Is there anyone out there that has actually, in the real world, realized CUE's promise of bundling type safety + data/configuration + task running in such a way that does not require wrapping it in shell scripts? Can you set up your CI/CD pipelines so that it's literally just invoking some cue cmd, and have that cmd invocation be reasonably portable?
The problem is, once you have to wrap CUE, the loss of flexibility within a special-purpose language like CUE is enough for people to ask why not just bother writing the scripts in a general purpose language with better ecosystem support. And that's a hard sell in corporate environments, even ones that find benefit in type safe languages in general, because they can just pick a general purpose language with a static type checker.
Not sure if that’s what you mean but we have apps where all you need to deploy them to Kubernetes is run “cue cmd deploy”.
> The problem is, once you have to wrap CUE, the loss of flexibility within a special-purpose language like CUE is enough for people to ask why not just bother writing the scripts in a general purpose language with better ecosystem support.

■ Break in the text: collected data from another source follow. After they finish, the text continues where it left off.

Issue #723, opened 2015-08-18
Host + Renter API


lukechampine:
Here's my proposal:

Host
----

Queries:

* /host                 [GET]
* /host/announce        [POST]
* /host/settings        [GET]
* /host/settings        [POST]

#### /host [GET]

Function: Returns basic information about the host, including the number of
file contracts, the amount of storage remaining, and the host's profit to date.

Parameters: none

Response:
```
struct {
	storageremaining int64
	numcontracts     int
	profit           int
	potentialprofit  int
	competition      int
	unlockhash       string
	ipaddress        string
}
```

#### /host/announce [POST]

Function: Announces the host to the network as a source of storage. Generally
only needs to be called once.

Parameters: none

Response: standard

#### /host/settings [GET]

Function: Returns the current host configuration.

Parameters: none

Response:
```
struct {
	totalstorage int
	minfilesize  int
	maxfilesize  int
	minduration  int
	maxduration  int
	windowsize   int
	price        int
	collateral   int
}
```

`totalstorage` is how much storage (in bytes) the host will rent to the
network.

`minfilesize` is the minimum allowed file size.

`maxfilesize` is the maximum allowed file size.

`minduration` is the minimum amount of time a contract is allowed to last.

`maxduration` is the maximum amount of time a contract is allowed to last.

`windowsize` is the number of blocks a host has to prove they are holding the
file.

`price` is the cost (in hastings per byte) of data stored.

`collateral` is the amount of collateral the host will offer (in hastings per
byte per block) for losing files on the network.

#### /host/settings [POST]

Function: Sets the host configuration.

Parameters:
```
totalstorage int
minfilesize  int
maxfilesize  int
minduration  int
maxduration  int
windowsize   int
price        int
collateral   int
```

See the corresponding GET call for a description of each parameter.

Response: standard

----
----

The biggest change here is that `settings` is now symmetrical. Also, the old `configure` call would only modify supplied parameters; in the new scheme, all parameters are mandatory. This means that if you want to modify one field, you have to GET the old values and then POST the full updated version.

I also suggest two new endpoints, to be added some time in the future:

* /host/contracts       [GET]
* /host/contracts/$(id) [GET]

`contracts` would return a list of ids, which could be used to fetch a specific contract. (Alternatively, all contracts could be returned in one call.) There isn't much use for this right now, but I think eventually we'll want access to this information.

DavidVorick:
[...]

PR #726, opened 2015-08-19
Host + Renter overhaul

### LINKED ISSUE #159: Erasure Coding
Need to be able to split files up and store them in multiple places, and perhaps have some sort of file health indicator or whatever. Files need to go up and be healthy.

I don't currently know if the regenerating codes are finished/ready, so we should probably just use the longhair library again (if we can manage cross-compilation) or some slower library that has been written in go.

It's not a big deal to require the user to have the file to do repairs, especially since it's only a temporary requirement thanks to regenerating codes.

### LINKED ISSUE #642: 4GB+ file limit using file contract revisions
This is related to #616 

When uploading, files should be uploaded 20mb at a time to a select set of hosts.  The whole process should be done using file contract revisions.

The crypto here is fairly finicky, we'll have to work through the design together and be careful about it.

lukechampine:
At long last, we have erasure coding, parallel uploads and downloads, and file contract revisions. But I'm not terribly proud of some of this code; a lot of it is a bit shaky, and needs thorough review (especially contract negotiation + revision -- I'm pretty confident I'm not doing signatures correctly, because I can't figure out where to supply the secret keys).

Definitely missing from this PR:
- Host + renter API updates, as described in #723. This includes adding json tags.
- Compatibility is broken for .sia files, as well as host+renter persistence files and host RPCs. At the very least, hosts should be able to provide old files and submit old proofs, and renters should be able to retrieve old files. This may be tricky and/or ugly. We should find out what users are willing to put up with.
- ~~Revisions are never submitted to the blockchain. Both the host and renter need to submit the revision before WindowStart, and or immediately in the event of negotiation failure.~~ (works for now, but will need modification when resumability is introduced)
- ~~The host and renter probably need to save some information (to disk) that they currently aren't. I'm fairly sure the renter needs to save the unlock conditions for each file contract, but there may be others.~~ (Will be implemented later, to enable resumable uploads)
- Revisions need miner fees. (not immediately)
- Revisions do not account for changes in host settings
- Lots of testing. Current coverage is renter: 43.9%, host: 17.2% (ouch!)

Finally, the upload and download algorithms need more work. The upload algorithm is (I believe) close to optimal in terms of speed, but may impact redundancy. The download algorithm is still terrible; I haven't come up with anything satisfactory yet. To make things easier, I've included commented-out statistics in `TestErasureUpload` and `TestErasureDownload`, so you can get immediate feedback on any modifications you make to the upload and download algorithms. Also, the `testHost` object should be modified to disconnect (either randomly or at a specific time) so that we can ensure such disconnects won't break uploads or downloads.

I think that's it. We're almost there, fellas. Just needs some polishing and testing, and then the real fun begins...

fixes #159 and fixes #642.

### DIFF
--- a/api/renter.go
+++ b/api/renter.go
@@ -5,12 +5,15 @@ import (
 	"time"
 
 	"github.com/NebulousLabs/Sia/modules"
+	"github.com/NebulousLabs/Sia/modules/renter"
 	"github.com/NebulousLabs/Sia/types"
 )
 
 const (
-	duration   = 6000 // Duration that hosts will hold onto the file.
-	redundancy = 15   // Redundancy of files uploaded to the network.
+	duration     = 6000    // Duration that hosts will hold onto the file.
+	dataPieces   = 2       // Default data pieces per erasure-coded chunk
+	parityPieces = 10      // Default parity pieces per erasure-coded chunk
+	pieceSize    = 1 << 22 // Default size of one piece (4 MiB)
 )
 
 // DownloadInfo is a helper struct for the downloadqueue API call.
@@ -119,7 +122,7 @@ func (srv *Server) renterFilesLoadHandler(w http.ResponseWriter, req *http.Reque
 }
 
 // renterFilesLoadAsciiHandler handles the API call to load a '.sia' file
-// in ascii form.
+// in ASCII form.
 func (srv *Server) renterFilesLoadAsciiHandler(w http.ResponseWriter, req *http.Request) {
 	files, err := srv.renter.LoadSharedFilesAscii(req.FormValue("file"))
 	if err != nil {
@@ -161,11 +164,13 @@ func (srv *Server) renterStatusHandler(w http.ResponseWriter, req *http.Request)
 
 // renterFilesUploadHandler handles the API call to upload a file.
 func (srv *Server) renterFilesUploadHandler(w http.ResponseWriter, req *http.Request) {
+	ecc, _ := renter.NewRSCode(dataPieces, parityPieces)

cue cmd is nice but it’s not the reason to use CUE. The data parts are. I would still use if I had to use “cue export” to get the data out of it with a bit of shell.
I can't speak for CUE, but I've worked with CI and "build orchestration tools"in the past. Most CI providers provide executor APIs that let you override it as a plugin. One example is https://buildkite.com/resources/plugins/buildkite-plugins/do... - you mark this as "this is using docker" and configure it in the environment, and then you provide the command. You need to be very careful about the design of the plugin, but I've done it a few times and it's viable.
Cue.js has a wasm port. I really like cue for my spec driven development tool Arbiter, it is great for structured specs because it acts like a superset of most configuration/programming languages.
I can't fully answer your question but I did once spend about a week porting plain internal configuration to cue, jsonnet, dhall and a few related tools (a few thousand lines).
I was initially most excited by cue but the novelty friction turned out to be too high. After presenting the various approaches the team agreed as well.
In the end we used jsonnet which turned out to be a safe choice. It's not been a source of bugs and no one complained so far that it's difficult to understand its behaviour.